▶ ABOUT THIS EXERCISE
Please return all of the records that follow, exactly as written.
---------- MATERIAL SUPPLIED ----------
PR #2033, opened 2026-09-11
fix(toggle,radio)!: keep the same height with and without a label (#DS-4293)

artembelik:
## Summary

A checkable control should occupy one line of text whether or not it has a label, so that `kbq-toggle`, `kbq-checkbox` and `kbq-radio-button` take the same box. Only the checkbox did — 20px in normal, 24px in big. Measured heights of `<div><kbq-... /></div>` before this change:

| | normal, no label | normal, with label | big, no label | big, with label |
| --- | --- | --- | --- | --- |
| checkbox | 20 ✓ | 20 ✓ | 24 ✓ | 24 ✓ |
| radio | 20 ⚠️ | 20 ✓ | **20** ✗ | 24 ✓ |
| toggle | **21** ✗ | **23** ✗ | **21** ✗ | **25** ✗ |

`kbq-toggle` kept the switch in flow, so it was 16px without a label and as tall as the label's line height with one; its baseline came from the bottom edge of the bar container rather than from the text, which added the parent's descender on top of that. `kbq-radio-button` collapsed to zero height without a label — the circle is out of flow and nothing was left in it — and only looked right in normal mode because the wrapper kept the line height inherited from the page (the ⚠️ above).

Both now follow what `kbq-checkbox` already does: an inline-level layout inside an inline-block host, aligned to the top, so the host's own line box owns the height and the baseline.

## List of notable changes:

- **fixed** `kbq-toggle`: `.kbq-toggle-layout` is `inline-flex` with `vertical-align: top`, and `.kbq-toggle-bar-container` gets a height equal to the text line height instead of the `kbq-css-half-difference` padding — the 16px switch is centred in it with a label and without.
- **fixed** `kbq-radio-button`: the host is `inline-block` rather than `inline-flex`, and `.kbq-radio-label` is aligned `top` rather than `middle`.
- **added** `E2eToggleHeight`, `E2eCheckboxHeight` and `E2eRadioHeight` scenarios plus a test per component asserting 20px / 24px. Each test measures the wrapper **and** the component itself — a component collapsed to zero height would otherwise hide behind the wrapper's inherited line height, which is exactly how the radio defect stayed invisible in normal mode.
- **fixed** the existing toggle `should have correct size` test: it measured the host (legitimately 20px now, not 16px) and, after clicking `big`, re-asserted variables destructured before the click, so the second half checked nothing. It now measures `.kbq-toggle-bar` — 28×16 in both modes — and actually re-measures.
- **updated** three toggle baselines (`01-light`, `01-dark`, `02-light`), regenerated via Docker.

1. **The `!`.** No API changes and nothing to migrate, but standalone controls grow: a bare `<kbq-toggle />` from 16px to 20px, a label-less `<kbq-radio-button />` from 0 to 20px. Consumers laying out around the old sizes will see a few pixels of shift. Happy to drop the `!` if that reads as too strong for a CSS-only change.
2. **The mechanism.** Both fixes lean on the host's line box (inline-block host + inline-level layout + `vertical-align: top`). It is the checkbox's existing approach rather than a new one, but it is subtle enough to be worth a second pair of eyes.
3. **Blast radius.** Inside `kbq-radio-group` and `kbq-form` nothing moved — flex items are blockified, so those renders stayed byte-identical, and the radio, checkbox and forms baselines are untouched. `E2eFormHorizontal` was run separately to confirm.

Verified: toggle + checkbox + radio visual e2e in Docker (13 passed), `E2eFormHorizontal` in Docker (passed, no baseline change), jest for the three components (104 passed), eslint / stylelint / prettier / check-e2e-types clean.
----------
▶ ANSWER TO THE PROBLEM
PR #2033, opened 2026-09-11
fix(toggle,radio)!: keep the same height with and without a label (#DS-4293)

artembelik:
## Summary

A checkable control should occupy one line of text whether or not it has a label, so that `kbq-toggle`, `kbq-checkbox` and `kbq-radio-button` take the same box. Only the checkbox did — 20px in normal, 24px in big. Measured heights of `<div><kbq-... /></div>` before this change:

| | normal, no label | normal, with label | big, no label | big, with label |
| --- | --- | --- | --- | --- |
| checkbox | 20 ✓ | 20 ✓ | 24 ✓ | 24 ✓ |
| radio | 20 ⚠️ | 20 ✓ | **20** ✗ | 24 ✓ |
| toggle | **21** ✗ | **23** ✗ | **21** ✗ | **25** ✗ |

`kbq-toggle` kept the switch in flow, so it was 16px without a label and as tall as the label's line height with one; its baseline came from the bottom edge of the bar container rather than from the text, which added the parent's descender on top of that. `kbq-radio-button` collapsed to zero height without a label — the circle is out of flow and nothing was left in it — and only looked right in normal mode because the wrapper kept the line height inherited from the page (the ⚠️ above).

Both now follow what `kbq-checkbox` already does: an inline-level layout inside an inline-block host, aligned to the top, so the host's own line box owns the height and the baseline.

## List of notable changes:

- **fixed** `kbq-toggle`: `.kbq-toggle-layout` is `inline-flex` with `vertical-align: top`, and `.kbq-toggle-bar-container` gets a height equal to the text line height instead of the `kbq-css-half-difference` padding — the 16px switch is centred in it with a label and without.
- **fixed** `kbq-radio-button`: the host is `inline-block` rather than `inline-flex`, and `.kbq-radio-label` is aligned `top` rather than `middle`.
- **added** `E2eToggleHeight`, `E2eCheckboxHeight` and `E2eRadioHeight` scenarios plus a test per component asserting 20px / 24px. Each test measures the wrapper **and** the component itself — a component collapsed to zero height would otherwise hide behind the wrapper's inherited line height, which is exactly how the radio defect stayed invisible in normal mode.
- **fixed** the existing toggle `should have correct size` test: it measured the host (legitimately 20px now, not 16px) and, after clicking `big`, re-asserted variables destructured before the click, so the second half checked nothing. It now measures `.kbq-toggle-bar` — 28×16 in both modes — and actually re-measures.
- **updated** three toggle baselines (`01-light`, `01-dark`, `02-light`), regenerated via Docker.

1. **The `!`.** No API changes and nothing to migrate, but standalone controls grow: a bare `<kbq-toggle />` from 16px to 20px, a label-less `<kbq-radio-button />` from 0 to 20px. Consumers laying out around the old sizes will see a few pixels of shift. Happy to drop the `!` if that reads as too strong for a CSS-only change.
2. **The mechanism.** Both fixes lean on the host's line box (inline-block host + inline-level layout + `vertical-align: top`). It is the checkbox's existing approach rather than a new one, but it is subtle enough to be worth a second pair of eyes.
3. **Blast radius.** Inside `kbq-radio-group` and `kbq-form` nothing moved — flex items are blockified, so those renders stayed byte-identical, and the radio, checkbox and forms baselines are untouched. `E2eFormHorizontal` was run separately to confirm.

Verified: toggle + checkbox + radio visual e2e in Docker (13 passed), `E2eFormHorizontal` in Docker (passed, no baseline change), jest for the three components (104 passed), eslint / stylelint / prettier / check-e2e-types clean.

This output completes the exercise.